I noticed it in small ways — how I handled stress, how patient I became, how much more grounded I felt. Running built a quiet authority in me. Not because of pace or medals, but because I knew what it meant to show up when it was hardest.

If I could conquer myself at mile 18, what else in life could break me?

The Sacrifice Nobody Sees

Every race medal I’ve earned is really a collection of sacrifices: dinners I skipped, weekends I cut short, hours of sleep I gave up. None of that makes it to Twitter or any social media. Pain is a companion, not an enemy. Accept it and keep moving.

But those sacrifices shaped me. They taught me that comfort never builds finishers — sacrifice does.

I used to think running was about the finish line. Now I know it’s about all the things you’re willing to give up to get there.

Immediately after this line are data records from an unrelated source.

PR #75, opened 2023-12-26
Extend MinMaxConverter with OGE and OLE cmpf predicates

aobolensk:
Convert arith.cmpf operation with OGE and OLE predicates the same way as for OGT and OLT to max/min operation


aobolensk:
@microsoft-github-policy-service agree

nhat-nguyen (approved):
Thank you!

PR #319, opened 2025-08-12
Unify tts.gather/scatter with tts.make_gather_scatter_tptr

python3kgae:
This change merges 2 groups of gather/scatter representations in tts dialect.
```
tts.gather %ptr[%offset] %mask %other
```
is replaced with
```
gather_ptr = tts.make_gather_scatter_tptr %ptr gather_scatter_dim: 0 gather_scatter_offset: %offset gather_scatter_mask:%mask
tts.load %gather_ptr static_mask_dims = array<i64: 0>  %other
```

```
tts.scatter %ptr %offset %value  %mask
```
is replaced with
```
%scatter_ptr = tts.make_gather_scatter_tptr %ptr gather_scatter_dim: 0 gather_scatter_offset: %offset gather_scatter_mask:%mask
tts.store %scatter_ptr %value static_mask_dims = array<i64: 0>
```
Scalar load/store will use tts.load/store.

Since the %offset is always 1D, to match the result type for load and store value type for store, tensor.collapse_shape/expand_shape op will be generated.

Optional operand %gather_scatter_mask is added to tts.make_gather_scatter_tptr to save bool like mask. This is because  tts.load/store only support size mask.
%gather_scatter_mask will be used to support case where non-continuous dimension has mask which fails in MaskAnalysis and masks in other dimension pass MaskAnalysis.

The convert from tts.gather/scatter to memref is moved to structured to memref pass. And unstructured to memref pass is removed.


include/triton-shared/Dialect/TritonStructured/IR/TritonStructuredDialect.td
```diff
@@ -120,7 +120,7 @@ def TTS_MakeTensorPtrOp
   //let hasCanonicalizer = 1;
 }
 
-def TT_IndexTensorLike : AnyTypeOf<[I32Tensor, I64Tensor]>;
+def TT_IndexTensorLike : AnyTypeOf<[TT_IntLike, I16Tensor, I32Tensor, I64Tensor]>;
```
red1bluelost: Why is IntLike being included here? Int does not includes non-tensor types.

lib/Conversion/StructuredToMemref/StructuredToMemref.cpp
```diff
@@ -833,9 +847,121 @@ struct LoadConverter : public OpConversionPattern<tts::LoadOp> {
...
+                          .getResult();
+
+    auto baseTensor =
+        rewriter
+            .create<bufferization::ToTensorOp>(
+                loc,
+                RankedTensorType::get(
+                    SmallVector<int64_t>(1, ShapedType::kDynamic),
+                    resultType.getElementType()),
+                baseMemref, true /* restrict */, false /* writable */)
```
red1bluelost: The LLVM style for adding a name to a constant parameter is `/*restrict=*/true`.

lib/Conversion/StructuredToMemref/StructuredToMemref.cpp
```diff
@@ -1142,11 +1395,55 @@ struct StoreConverter : public OpConversionPattern<tts::StoreOp> {
...
+  using OpConversionPattern<triton::StoreOp>::OpConversionPattern;
+
+public:
+  ScalarStoreConverter(const TypeConverter &typeConverter, MLIRContext *context)
+      : OpConversionPattern<triton::StoreOp>(typeConverter, context) {}
+
+  LogicalResult
+  matchAndRewrite(triton::StoreOp op, OpAdaptor adaptor,
+                  ConversionPatternRewriter &rewriter) const override {
+    assert(!op.getMask());
```
red1bluelost: Are we certain that mask will never be present? I think we should add a test where a scalar store is done with a mask since I suspect this might be possible to appear.

lib/Conversion/StructuredToMemref/StructuredToMemref.cpp
```diff
@@ -975,6 +1100,50 @@ struct LoadConverter : public OpConversionPattern<tts::LoadOp> {
...
+  using OpConversionPattern<triton::LoadOp>::OpConversionPattern;
+
+public:
+  ScalarLoadConverter(const TypeConverter &typeConverter, MLIRContext *context)
+      : OpConversionPattern<triton::LoadOp>(typeConverter, context) {}
+
+  LogicalResult
+  matchAndRewrite(triton::LoadOp op, OpAdaptor adaptor,
+                  ConversionPatternRewriter &rewriter) const override {
+    assert(!op.getMask());
```
red1bluelost: Same concern about whether a mask would be present.

include/triton-shared/Dialect/TritonStructured/IR/TritonStructuredDialect.td
python3kgae: This is to support scalar case where the offset is a scalar.
Another way to support scalar load/store is to keep the tt.add_ptr in `triton-to-unstructured` pass for scalar tt.load/store. Then convert them later in `triton-ptr-to-memref` pass. That will require clone tt.add_ptr when it is shared between tt.load/store and other operations like tt.splat.

lib/Conversion/StructuredToMemref/StructuredToMemref.cpp
python3kgae: This is for scalar load.
Mask should not be present.

lib/Conversion/StructuredToMemref/StructuredToMemref.cpp
python3kgae: I see. I'll add test for scalar load/store with mask.

lib/Conversion/StructuredToMemref/StructuredToMemref.cpp
python3kgae: Maybe I was wrong. I'll add a test to see if it is possible.

lib/Conversion/StructuredToMemref/StructuredToMemref.cpp
python3kgae: Fixed.

lib/Conversion/StructuredToMemref/StructuredToMemref.cpp
python3kgae: Test added.

lib/Conversion/StructuredToMemref/StructuredToMemref.cpp
python3kgae: You're right. Added the support.

lib/Conversion/StructuredToMemref/StructuredToMemref.cpp
red1bluelost: Should be no spaces and have the equal sign. https://llvm.org/docs/CodingStandards.html#comment-formatting

include/triton-shared/Dialect/TritonStructured/IR/TritonStructuredDialect.td
red1bluelost: If that is the case, maybe we should rename this to TTS_OffsetLike or some other more accurate name.

I also suspect that the prefix should be TTS instead of TT since we are not the Triton repo.

red1bluelost: Also, TT_IntLike is likely too general. The definition includes I1, I4, I8, I16, I32, I64 and all the tensor versions of these integers. If it is not too general, we might as well replace TT_IndexTensorLike usages with TT_IntLike.

lib/Conversion/StructuredToMemref/StructuredToMemrefPass.cpp
```diff
@@ -94,6 +94,15 @@ class StructuredToMemrefPass
...
 
+    target.addDynamicallyLegalOp<triton::LoadOp>([&](triton::LoadOp op) {
+      return !isa_and_present<tts::MakeGatherScatterTensorPtrOp>(
+          op.getPtr().getDefiningOp());
+    });
+    target.addDynamicallyLegalOp<triton::StoreOp>([&](triton::StoreOp op) {
+      return !isa_and_present<tts::MakeGatherScatterTensorPtrOp>(
+          op.getPtr().getDefiningOp());
+    });
+
```
nhat-nguyen: why is a load/store op now taking the result of tts::make_gather_scatter_tptr?

nhat-nguyen: i don't like how we are mixing results of tts ops with the original triton ops now. also, this pass is intended to lower tts ops only, but now we're lowering triton ops as well. i'm assuming this is due to the removal of the 1d rank check in ptr-analysis?

lib/Conversion/StructuredToMemref/StructuredToMemref.cpp
python3kgae: Fixed more places.

include/triton-shared/Dialect/TritonStructured/IR/TritonStructuredDialect.td
python3kgae: Renamed to TTS_OffsetLike  and limited to 16,32 and 64 bits.

test/Conversion/StructuredToMemref/gather_mask_no_other.mlir
```diff
@@ -1,4 +1,4 @@
-// RUN: triton-shared-opt --triton-to-unstructured --canonicalize --unstructured-to-memref --canonicalize %s | FileCheck %s
+// RUN: triton-shared-opt --triton-to-unstructured --canonicalize  --structured-to-memref --canonicalize %s | FileCheck %s
```
nhat-nguyen, line 1: this pass pipeline doesn't make sense anymore. previously we can run triton-to-unstructured which produces tts.gather/scatter (unstructured ops). but now looking at this, it's not obvious why we're having to run structured-to-memref. i would rather we keep the original unstructured-to-memref (or rename it to triton-load-store-to-memref) and have them lower scalar load store instead of putting them all in structured-to-memref

test/Conversion/StructuredToMemref/reducemax_32_256_bf16.mlir
```diff
@@ -41,12 +41,12 @@ module {
...
 
-// CHECK-DAG:   [[MAP_0_:#.+]] = affine_map<(d0, d1) -> (d0, d1)>
+// CHECK-DAG:   [[MAP_0_:#.+]] = affine_map<(d0) -> (d0)>
 // CHECK-LABEL:  func.func @kernel
 // CHECK-SAME:   ([[PARAM_0_:%.+]]: memref<*xbf16>, [[PARAM_1_:%.+]]: memref<*xbf16>, [[PARAM_2_:%.+]]: i32, [[PARAM_3_:%.+]]: i32, [[PARAM_4_:%.+]]: i32, [[PARAM_5_:%.+]]: i32, [[PARAM_6_:%.+]]: i32, [[PARAM_7_:%.+]]: i32) {
 // CHECK-DAG:       [[CST_0_:%.+]] = arith.constant 0 : i32
-// CHECK-DAG:       [[VAR_empty_offsets_:%.+]] = tensor.empty() : tensor<256x16xi32>
-// CHECK-DAG:       [[VAR_zero_offsets_:%.+]] = linalg.fill ins([[CST_0_]] : i32) outs([[VAR_empty_offsets_]] : tensor<256x16xi32>) -> tensor<256x16xi32>
+// CHECK-DAG:       [[VAR_empty_offsets_:%.+]] = tensor.empty() : tensor<4096xi32>
+// CHECK-DAG:       [[VAR_zero_offsets_:%.+]] = linalg.fill ins([[CST_0_]] : i32) outs([[VAR_empty_offsets_]] : tensor<4096xi32>) -> tensor<4096xi32>
```
nhat-nguyen, line 49: why are these being flattened out?

nhat-nguyen:
> Optional operand %gather_scatter_mask is added to tts.make_gather_scatter_tptr to save bool like mask. This is because tts.load/store only support size mask.

this will make things very confusing because the mask information can now be present in either load/store or the tts.make_tptr op. it will also complicate the lowering of the tts.load/store and also the construction of the tts.make_tptr op. one of the things that this codebase suffers from is trying to use a single concept for many things which make maintenance pretty hard. i know we briefly discussed about unifying the two representations, but looking at the implementation, it feels very forced and maybe these two concepts are better off having their own representation (perhaps we should rename tts.gather/scatter to something else to better distinguish it from the tts.make_gather_scatter use case).

lib/Conversion/StructuredToMemref/StructuredToMemrefPass.cpp
python3kgae: No. It is to support scalar load/store.

I can change it to keep the tt.add_ptr in triton-to-unstructured pass for scalar tt.load/store. Then convert them later in triton-ptr-to-memref pass. That will require clone tt.add_ptr when it is shared between tt.load/store and other operations like tt.splat.
Does that work for you?

test/Conversion/StructuredToMemref/reducemax_32_256_bf16.mlir
python3kgae: Because tts.make_gather_scatter_tptr requires index list size match the size of the gather_scatter dimension for the result/storeValue type.
When we have the flattened index list, have to flatten the result/storeValue.

python3kgae:
> > Optional operand %gather_scatter_mask is added to tts.make_gather_scatter_tptr to save bool like mask. This is because tts.load/store only support size mask.
> 
> this will make things very confusing because the mask information can now be present in either load/store or the tts.make_tptr op. it will also complicate the lowering of the tts.load/store and also the construction of the tts.make_tptr op. one of the things that this codebase suffers from is trying to use a single concept for many things which make maintenance pretty hard. i know we briefly discussed about unifying the two representations, but looking at the implementation, it feels very forced and maybe these two concepts are better off having their own representation (perhaps we should rename tts.gather/scatter to something else to better distinguish it from the tts.make_gather_scatter use case).
> 
> my understanding is we wanted to do this because we want to reduce complexity in the internal structured-to-maia pass of having to support additional tts.gather/scatter. but now with the added mask difference, i don't think whatever complexity we reduced by avoiding lowering tts.gather/scatter is now lost by having to force the representation of tts.gather/scatter. we're also having more complexity in the lowering path for scalar load/store.

The reason to add %gather_scatter_mask is not only to unify tts.gather/scatter. It will also be used  to support pattern where the mask on gather_scatter_dim is fail in MaskAnalysis. In that case, it is still row continuous, but with a generic mask for gather scatter dimension.
The mask on tts.load/store will be sizeMask where %gather_scatter_mask will be for case the mask is a generic mask.

Or we could allow tts.load/store support both sizeMask and generic mask. But we'll only allow generic mask on gather scatter dimension. So add it to tts.load/store is not good as well.

Let me know if you have better suggestion.

test/Conversion/StructuredToMemref/gather_mask_no_other.mlir
python3kgae: How about lower scalar load store in triton-ptr-to-memref pass?

lib/Conversion/StructuredToMemref/StructuredToMemrefPass.cpp
red1bluelost: I think that cloning tt.add_ptr sounds fine. It seems like it'll clean up in our conversions plus CSE. Alternatively, we probably should not be removing tt.add_ptr if it a separate user.

nhat-nguyen: @python3kgae can you elaborate on why we need to clone tt.addptr? shouldn't the triton-to-unstructured already convert tt.addptr to arith.addi for tensor of offsets already?

python3kgae: Now we want to keep using tt.addptr as ptr for tt.load/tt.store so no tts and tt operations are mixed.
In triton-to-unstructured pass, we want to leave scalar tt.addptr + tt.load/tt.store for later pass.

If we see scalar tt.load/store, just skip the conversion.
If we see scalar tt.addptr, we want to skip the conversion for the tt.load/store uses. But it might be used for things like tt.splat as well. 

In case a scalar tt.addptr used by both tt.load/store and other operations.
We'll need to keep the tt.addptr for tt.load/tt.store, but we'll need to convert it for other operations like tt.splat at the same time. If that happens, we'll need to clone the addptr.

Here's the code to do the job.
```
      if (auto ptrType = dyn_cast<triton::PointerType>(addptr.getType())) {
        // Leave scalar ptrs for TritonPtrToMemrefPass to handle.
        if (ptrType.getPointeeType().isSignlessIntOrIndexOrFloat()) {
          // Collect all load/store users of the addptr op.
          // And check if there's other users of the addptr.
          SmallVector<OpOperand> ldStUsers;
          bool hasOtherUsers = false;
          for (auto user : addptr->getUsers()) {
            if (isa<triton::LoadOp, triton::StoreOp>(user)) {
              ldStUsers.push_back(user);
            } else {
              hasOtherUsers = true;
            }
          }
          if (hasOtherUsers) {
            if (!ldStUsers.empty()) {
              // Clone the addptr op and move the load/store users to
              // the cloned op.
              OpBuilder b{addptr};
              auto loc = addptr->getLoc();
              auto clone = b.create<triton::AddPtrOp>(
                  loc, addptr.getType(), addptr.getPtr(),
                  addptr.getOffset());
              for (auto &ldStUser : ldStUsers) {
                ldStUser.assign(clone);
              }
            }
            // Continue convert current addptr which get load/store users removed.
          } else {
            // Skip if only have load/store users.
            return success();
          }
        }
      }
```

nhat-nguyen: i still don't quite get it. cloning the addptr defeats the purpose of the triton-to-unstructured pass because this pass is supposed to remove all the intermediate tt.addptr if possible such that the only ops we generate are the arith.addi to compute the offset. can you please share an IR example?

python3kgae: My current plan is to lower scalar tt.load/store and the addptr for these load/store in later pass.
triton-to-unstructured pass doesn't convert these scalar tt.load/store anymore.
IR like this will be the same before and after triton-to-unstructured pass.

```
module {
  tt.func public @masked_scalar_gather_scatter(%arg0: !tt.ptr<i32> {tt.divisibility = 16 : i32}, %arg1: !tt.ptr<i32> {tt.divisibility = 16 : i32}, %arg2: i1, %arg3: i1, %arg4: i32) attributes {noinline = false} {
    %c99_i32 = arith.constant 99 : i32
    %p = tt.addptr %arg0, %arg4 : !tt.ptr<i32>, i32
    %0 = tt.load %p, %arg2, %c99_i32 : !tt.ptr<i32>
    tt.store %arg1, %0, %arg3 : !tt.ptr<i32>
    tt.return
  }
}
```

Then these scalar load/store will be lowered in TritonPtrToMemrefPass where we convert the triton function signatures.

nhat-nguyen: But wouldn't that mean duplicating the work of triton-to-unstructured? How are you going to lower these ops in later pass?

nhat-nguyen: what if we have this:

```
module {
  tt.func public @masked_scalar_gather_scatter(%arg0: !tt.ptr<i32> {tt.divisibility = 16 : i32}, %arg1: !tt.ptr<i32> {tt.divisibility = 16 : i32}, %arg2: i1, %arg3: i1, %arg4: i32) attributes {noinline = false} {
    %c99_i32 = arith.constant 99 : i32
    %p = tt.addptr %arg0, %arg4 : !tt.ptr<i32>, i32
    %p1 = tt.addptr %p1, %arg4 : !tt.ptr<i32>, i32
    %p2 = tt.addptr %p2, %arg4 : !tt.ptr<i32>, i32
    %0 = tt.load %p2, %arg2, %c99_i32 : !tt.ptr<i32>
    tt.store %arg1, %0, %arg3 : !tt.ptr<i32>
    tt.return
  }
}
```

previously triton-to-unstructured will collapse all the intermediate tt.addptr using the offset info and lower them to just offset addition. are we going to reuse this logic?

python3kgae: I see. Then I should always create a new addptr for scalar load/store in triton-to-unstructured as long as the ptr of addptr is another addptr to support the collapse case.

python3kgae: Tried to always created a new addptr for scalar load/store.
But that will make things like scf.if with tt.ptr result to triton-ptr-to-memref pass which require bigger change :(

To avoid current PR get even bigger, I have 2 plans for scalar load/store now:

1. Add tts.scalar_load/store or just keep tts.gather/scatter to do scalar load/store only.

2. Allow tts.load/store to support scalar result/storeValue.

Let me know if you have other suggestions for scalar load/store.

nhat-nguyen:
@python3kgae could you also help me understand how the mask tensor for the gather dimension work? if we have a 2d load, the mask tensor is going to be 2d. but the gather dimension will want a 1d tensor. how do we extract this out of the original 2d mask tensor?

lib/Conversion/StructuredToMemref/StructuredToMemrefPass.cpp
python3kgae: Switched to tts.load/store for scalar load/store.

test/Conversion/StructuredToMemref/reducemax_32_256_bf16.mlir
bmyerz0: How do we deal with the fact that the tts.load result is also flattened shape?

In examples like this it just does store so doesn't matter
```
// CHECK:               %[[VAL_36:.*]] = tensor.collapse_shape %[[VAL_35]] {{.*}}0, 1{{.*}} : tensor<2x2xi32> into tensor<4xi32>
// CHECK:               %[[VAL_37:.*]] = tts.make_gather_scatter_tptr %[[VAL_0]] to sizes: [4] gather_scatter_dim: 0 gather_scatter_offset: %[[VAL_36]], strides: [1], offsets: [0] : tensor<4xi32>  <f32> to !tt.ptr<tensor<4xf32>>
// CHECK:               %[[VAL_38:.*]] = "tts.load"(%[[VAL_37]]) <{operandSegmentSizes = array<i32: 1, 0, 0>, static_mask_dims = array<i64>}> : (!tt.ptr<tensor<4xf32>>) -> tensor<4xf32>
// CHECK:               %[[VAL_39:.*]] = tensor.collapse_shape %[[VAL_31]] {{.*}}0, 1{{.*}} : tensor<2x2xi32> into tensor<4xi32>
// CHECK:               %[[VAL_40:.*]] = tts.make_gather_scatter_tptr %[[VAL_1]] to sizes: [4] gather_scatter_dim: 0 gather_scatter_offset: %[[VAL_39]], strides: [1], offsets: [0] : tensor<4xi32>  <f32> to !tt.ptr<tensor<4xf32>>
// CHECK:               "tts.store"(%[[VAL_40]], %[[VAL_34]]) <{static_mask_dims = array<i64>}> : (!tt.ptr<tensor<4xf32>>, tensor<4xf32>) -> ()
```

But are there other cases where we need the shape?

test/Conversion/TritonToUnstructured/gather_simple_loop.mlir
```diff
@@ -34,5 +34,7 @@ module {
 // CHECK-NOT: tt.load
 // CHECK-NOT: tt.store
 
-// CHECK: [[tensor:%.+]] = tts.gather %arg0
-// CHECK: tts.scatter [[tensor]] into %arg1
+// CHECK:             %[[PTR:.*]] = tts.make_gather_scatter_tptr %arg0 to sizes: [64] gather_scatter_dim: 0 gather_scatter_offset: {{.*}}, strides: [1], offsets: [0] : tensor<64xi32>  <f32> to !tt.ptr<tensor<64xf32>>
```
bmyerz0: For these loop lit tests, should the CHECK should include how the pointers get incremented?

python/examples/test_gather_scatter.py
```diff
@@ -161,3 +161,41 @@ def test_complex_gather_scatter(device):
...
+    output = torch.tensor([-1], device=device, dtype=torch.int32)
+
+    if device == 'cpu':
+        triton.runtime.driver.set_active(CPUDriver())
+
+    grid = lambda meta: (1,)
+
+    masked_scalar_gather_scatter[grid](input, output, in_mask=False, out_mask=False)
+    
+    expected_output = torch.tensor([-1], device=device, dtype=torch.int32)
```
bmyerz0: Can these checks be a bit more robust in some way? The kernel unfortunately has the same effect as not running it at all.

One simple idea is to have a sentinel scalar that always gets written to

lib/Conversion/StructuredToMemref/StructuredToMemref.cpp
```diff
@@ -827,15 +841,180 @@ struct LoadConverter : public OpConversionPattern<tts::LoadOp> {
...
+          if (!op.hasMask()) {
+            // If there is no mask, simply extract the current element from the
+            // base tensor and use it as the yield value.
+            auto loadValue = getValueAtIndex(b, loc, offset);
+            b.create<linalg::YieldOp>(loc, loadValue);
+          } else {
+            // If the mask value is truthy, the current element is loaded from
+            // the base tensor using its offset. Otherwise, if `other` is
+            // present, yield `other`. If `other` is not present, a default
+            // value of 0 is used.
```
bmyerz0, line 973: why do we need a default value

lib/Conversion/StructuredToMemref/StructuredToMemref.cpp
```diff
@@ -827,15 +841,180 @@ struct LoadConverter : public OpConversionPattern<tts::LoadOp> {
...
+                              loc,
+                              RankedTensorType::get(
+                                  SmallVector<int64_t>(1, ShapedType::kDynamic),
+                                  resultType.getElementType()),
+                              baseMemref, /*restrict=*/true, /*writable=*/false)
+                          .getResult();
+
+    // The linalg.generic op should have the following inputs:
+    // - the offset tensor.
+    // - an optional mask tensor if the gather op contains mask.
```
bmyerz0: nit: gather op -> load op?

lib/Conversion/StructuredToMemref/StructuredToMemref.cpp
```diff
@@ -224,6 +225,19 @@ static void fillWithValue(Location loc, Value alloc, Value other,
...
 }
 
+static MemRefType getMemrefTypeForScalarPtr(triton::PointerType ptrType,
+                                            MLIRContext *context) {
+  SmallVector<int64_t> strides{1};
+  auto layout = StridedLayoutAttr::get(context, ShapedType::kDynamic, strides);
+  auto elemType = ptrType.getPointeeType();
+  if (auto shapedType = dyn_cast<ShapedType>(elemType)) {
+    // If the pointee type is a shaped type, we need to get its element type.
+    elemType = shapedType.getElementType();
```
bmyerz0: do you need an assertion that the shapedType is unit size?

test/Conversion/StructuredToMemref/gather_mask_no_other.mlir
bmyerz0: using ptr to memref seems intuitive. But will this affect triton-shared users who want to support scalar loads without full tensor of ptr support?

test/Conversion/StructuredToMemref/reducemax_32_256_bf16.mlir
python3kgae: The load result should be expand back.

lib/Conversion/StructuredToMemref/StructuredToMemref.cpp
python3kgae: My guess is to explicit modeling of undefined or uninitialized behavior.

@nhat-nguyen Do you have more details about this default value?

lib/Conversion/StructuredToMemref/StructuredToMemref.cpp
python3kgae: Fixed.

python/examples/test_gather_scatter.py
python3kgae: Updated.

test/Conversion/TritonToUnstructured/gather_simple_loop.mlir
python3kgae: Added.

lib/Conversion/StructuredToMemref/StructuredToMemref.cpp
python3kgae: Good catch. Removed the if.

test/Conversion/StructuredToMemref/gather_mask_no_other.mlir
python3kgae: Now scalar loads will use tts.load/store as well.
As long as triton-to-unstructured is enabled, scalar load/store should be converted to memref in --structured-to-memref.

With tts.load/store support scalar types, lower all cases of tts.load/store in structured-to-memref seems reasonable.

bmyerz0 (approved):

An elite runner wisely quoted — Finish line isn’t just a place. It’s a version of you that didn’t give up.

My 4:00 A.M. Truth

There are many times that I’m awake before the alarm rings. That’s the body clock, that’s the excitement. That’s the pillow pep-talk which wakes you up the next morning. Running at 4:00 a.m. isn’t about the clock — it’s about the choice.

The choice to show up instead of making excuses.
 The choice to sit in silence instead of seeking distraction.
 The choice to be consistent when no one else is keeping score.

Those choices transformed me, not just as a runner but as a person.

The hardest miles I’ve ever faced weren’t on the road — they were in my own mind. The body can do what the mind visualises. And every time I pushed through, every time I chose discipline over desire, I grew stronger.

The finish line isn’t just physical — it’s mental. When you prove to yourself you can push through fatigue, pain, and self-doubt, that lesson spills into every other part of life.

So now, when people see me cross a finish line, they call it courage. But I know the truth. It wasn’t courage. It was discipline all along.

One run doesn’t make you fit. One workout doesn’t change your life. But showing up — over and over — does. Growth lives right on the edge of “I can’t.” Stay there long enough, and your “can’t” becomes “did.”

Progress is invisible in the moment. But weeks later, you notice the same distance feels lighter, the same weight feels easier. Once you convince your mind, your body will obey.

Long runs and workouts aren’t really about fitness.
They’re about endurance.
They’re about belief.
They’re about building a version of yourself who keeps showing up, long after the motivation fades.

The gym closes, the run ends — but the strength stays.

Don’t ever give up. Even when the odds are completely against you, when people tell you it’s over, keep going. Don’t be afraid to unapologetically chase something if it matters to you. These moments are what make us who we are.